Building The Logistic Regression Model
Lesson 6: Building The Logistic Regression Model
With the dataset fully preprocessed and converted into numerical format, we now build the churn prediction model using Logistic Regression. This model learns patterns from customer data and predicts whether a customer is likely to churn.
a. Splitting The Dataset
First, we separate features and the target variable, then split the data into training and testing sets.
Code:
from sklearn.model_selection import train_test_split
# Separate features and target
X = df.drop(['Churn', 'customerID'], axis=1)
y = df['Churn']
# Split into train and test sets
X_train, X_test, y_train, y_test = train_test_split(
X, y, test_size=0.2, random_state=42, stratify=y
)
Output:
- X_train, X_test, y_train, and y_test are created.

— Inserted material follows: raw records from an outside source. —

PR #2144, opened 2025-05-25
Add calculation cache to improve CalcCellValue performance

### LINKED ISSUE #2057: Performance enhancement - cache calculated values
**Description**

My use case is as follows.  I open an Excel file.  I inject around 10 values into various cells (using SetCellStr) and then extract around 100 values from formulas on the sheet (using CalcCellValue) and then exit.

It seems that Excelize doesn't cache any values it has calculated via CalcCellValue, and recalculates them over and over if they are used in other cells.  If these formulae are time consuming this is very wasteful.

Example : 

A1:  40
A2:  =VERYEXPENSIVEFUNCTION( )
A3:  =A1+A2

CalcCellValue("Sheet1", "A1")  // takes 0ms
CalcCellValue("Sheet1", "A2")  // takes 100ms (for example)
CalcCellValue("Sheet1", "A3")  // takes 100ms (for example)

CalcCellValue("Sheet1", "A3") could be practically instant, because Excelize could/should already know the value of A1 and A2 from its previous calculations.  It also knows that no SetCellX( ) functions have been called and therefore the values A1 and A2 can't have changed.  So it shouldn't have to recalculate A2 when calculating A3.

As a first pass Excelize could cache the results of CalcCellValue and invalidate whole cache when any SetCellX( ) is called.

- 80% of data is used for training and 20% for testing.
- Stratification ensures churn distribution remains balanced in both sets.
b. Training The Logistic Regression Model
Next, we initialize and train the model.
Code:
from sklearn.linear_model import LogisticRegression
# Initialize model
log_reg = LogisticRegression(max_iter=8000)
# Train the model
log_reg.fit(X_train, y_train)
Output:
- The Logistic Regression model is trained on the training dataset.
The model now learns the relationship between customer features and churn probability.
c. Model Evaluation
After training, we evaluate the model using standard classification metrics.
- Accuracy: Overall correctness of predictions.
- Precision: How many predicted churns were actually churns.
- Recall: How many actual churns were correctly identified.
- F1 Score: Balance between precision and recall.
Code:
from sklearn.metrics import accuracy_score, precision_score, recall_score, f1_score, confusion_matrix
# Predictions
y_pred = log_reg.predict(X_test)
# Evaluation metrics
print("Accuracy:", accuracy_score(y_test, y_pred))
print("Precision:", precision_score(y_test, y_pred))
print("Recall:", recall_score(y_test, y_pred))
print("F1 Score:", f1_score(y_test, y_pred))
Output Explanation:
- Accuracy = 1.0
The model correctly predicted 100% of the total test samples. - Precision = 1.0
Every customer predicted as churn actually churned. There were no false positives. - Recall = 1.0
The model identified all actual churn cases. There were no false negatives. - F1 Score = 1.0
Since both precision and recall are perfect, the F1 score is also perfect, indicating ideal classification performance.
These metrics help us understand how well the model performs.
d. Confusion Matrix Visualization
Finally, we visualize prediction results using a confusion matrix.
Code:
# Confusion Matrix
import seaborn as sns
import matplotlib.pyplot as plt
from sklearn.metrics import confusion_matrix
cm = confusion_matrix(y_test, y_pred)
plt.figure(figsize=(4,3))
sns.heatmap(
cm,
annot=True,
fmt="d",
cmap="Blues",
xticklabels=['No', 'Yes'],
yticklabels=['No', 'Yes']
)
plt.xlabel("Predicted")
plt.ylabel("Actual")
plt.title("Confusion Matrix")
plt.show()

This matrix clearly shows where the model performs well and where misclassifications occur.